TASK TO CARRY OUT: Give the total of lines holding the word "shown" in the records below, and nothing else.

○ ○ ○ ○ ○ ○ ○

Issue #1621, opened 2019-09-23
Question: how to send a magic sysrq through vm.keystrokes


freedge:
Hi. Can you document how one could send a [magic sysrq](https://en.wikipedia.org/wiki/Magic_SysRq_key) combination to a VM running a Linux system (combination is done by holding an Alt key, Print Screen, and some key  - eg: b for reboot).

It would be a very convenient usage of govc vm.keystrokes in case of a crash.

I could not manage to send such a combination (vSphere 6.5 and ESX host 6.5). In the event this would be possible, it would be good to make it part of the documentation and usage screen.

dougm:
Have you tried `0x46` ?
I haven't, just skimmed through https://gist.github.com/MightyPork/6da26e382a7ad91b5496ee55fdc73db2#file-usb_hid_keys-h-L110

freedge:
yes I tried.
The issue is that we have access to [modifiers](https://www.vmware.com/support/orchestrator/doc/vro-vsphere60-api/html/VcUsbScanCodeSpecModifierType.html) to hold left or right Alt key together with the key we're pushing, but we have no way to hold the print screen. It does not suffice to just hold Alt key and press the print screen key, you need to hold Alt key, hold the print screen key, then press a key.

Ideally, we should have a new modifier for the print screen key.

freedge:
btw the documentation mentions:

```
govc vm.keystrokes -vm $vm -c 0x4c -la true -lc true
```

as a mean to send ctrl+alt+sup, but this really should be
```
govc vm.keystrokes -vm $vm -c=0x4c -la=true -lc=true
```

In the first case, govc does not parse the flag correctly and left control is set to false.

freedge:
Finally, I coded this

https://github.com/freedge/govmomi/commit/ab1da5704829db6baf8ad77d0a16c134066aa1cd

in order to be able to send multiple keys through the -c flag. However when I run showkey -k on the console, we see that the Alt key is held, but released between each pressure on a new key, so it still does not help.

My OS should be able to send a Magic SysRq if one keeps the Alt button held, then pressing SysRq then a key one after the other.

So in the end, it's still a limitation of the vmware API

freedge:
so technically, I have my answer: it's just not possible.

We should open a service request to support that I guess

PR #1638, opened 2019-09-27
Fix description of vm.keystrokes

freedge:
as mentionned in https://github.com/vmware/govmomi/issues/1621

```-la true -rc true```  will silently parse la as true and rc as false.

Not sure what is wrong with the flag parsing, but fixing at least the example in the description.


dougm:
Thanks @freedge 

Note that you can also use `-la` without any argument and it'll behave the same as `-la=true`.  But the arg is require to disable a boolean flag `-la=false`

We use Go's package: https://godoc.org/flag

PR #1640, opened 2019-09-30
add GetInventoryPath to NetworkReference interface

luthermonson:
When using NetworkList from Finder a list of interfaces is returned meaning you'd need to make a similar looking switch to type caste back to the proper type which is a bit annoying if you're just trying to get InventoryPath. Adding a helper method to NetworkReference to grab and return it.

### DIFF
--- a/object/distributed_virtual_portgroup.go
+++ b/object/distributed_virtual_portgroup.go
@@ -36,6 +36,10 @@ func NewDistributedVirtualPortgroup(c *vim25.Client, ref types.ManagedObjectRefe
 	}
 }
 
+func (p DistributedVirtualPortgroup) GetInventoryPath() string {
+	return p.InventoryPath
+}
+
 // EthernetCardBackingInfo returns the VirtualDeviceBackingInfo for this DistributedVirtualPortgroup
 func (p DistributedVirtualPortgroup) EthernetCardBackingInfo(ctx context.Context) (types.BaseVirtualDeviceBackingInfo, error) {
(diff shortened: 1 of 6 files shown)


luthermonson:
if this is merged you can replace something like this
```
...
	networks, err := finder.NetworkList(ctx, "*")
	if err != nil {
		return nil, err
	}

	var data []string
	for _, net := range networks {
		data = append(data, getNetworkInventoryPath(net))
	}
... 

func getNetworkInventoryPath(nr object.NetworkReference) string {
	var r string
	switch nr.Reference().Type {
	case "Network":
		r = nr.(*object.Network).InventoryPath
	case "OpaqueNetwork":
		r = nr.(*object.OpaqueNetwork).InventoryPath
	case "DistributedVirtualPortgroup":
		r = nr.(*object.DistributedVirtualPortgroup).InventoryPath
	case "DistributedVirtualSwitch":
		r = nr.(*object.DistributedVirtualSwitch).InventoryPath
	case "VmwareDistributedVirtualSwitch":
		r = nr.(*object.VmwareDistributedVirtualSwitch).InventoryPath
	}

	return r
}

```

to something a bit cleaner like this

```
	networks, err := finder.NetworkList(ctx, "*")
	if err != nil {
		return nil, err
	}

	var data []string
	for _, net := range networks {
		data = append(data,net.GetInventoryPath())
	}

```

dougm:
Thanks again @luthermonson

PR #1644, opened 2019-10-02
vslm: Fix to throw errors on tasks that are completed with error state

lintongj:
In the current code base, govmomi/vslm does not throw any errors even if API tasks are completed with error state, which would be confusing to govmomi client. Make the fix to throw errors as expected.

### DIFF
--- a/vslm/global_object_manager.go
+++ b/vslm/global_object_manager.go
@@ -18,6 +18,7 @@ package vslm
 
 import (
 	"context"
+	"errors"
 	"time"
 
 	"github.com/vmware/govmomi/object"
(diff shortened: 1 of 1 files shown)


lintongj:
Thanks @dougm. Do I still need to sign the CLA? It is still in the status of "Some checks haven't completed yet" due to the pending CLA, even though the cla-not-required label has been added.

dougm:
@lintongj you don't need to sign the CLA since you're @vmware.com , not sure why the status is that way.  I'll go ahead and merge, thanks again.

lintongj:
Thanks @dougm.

○ ○ ○ ○ ○ ○ ○

SOLUTION TO THE PROBLEM: 2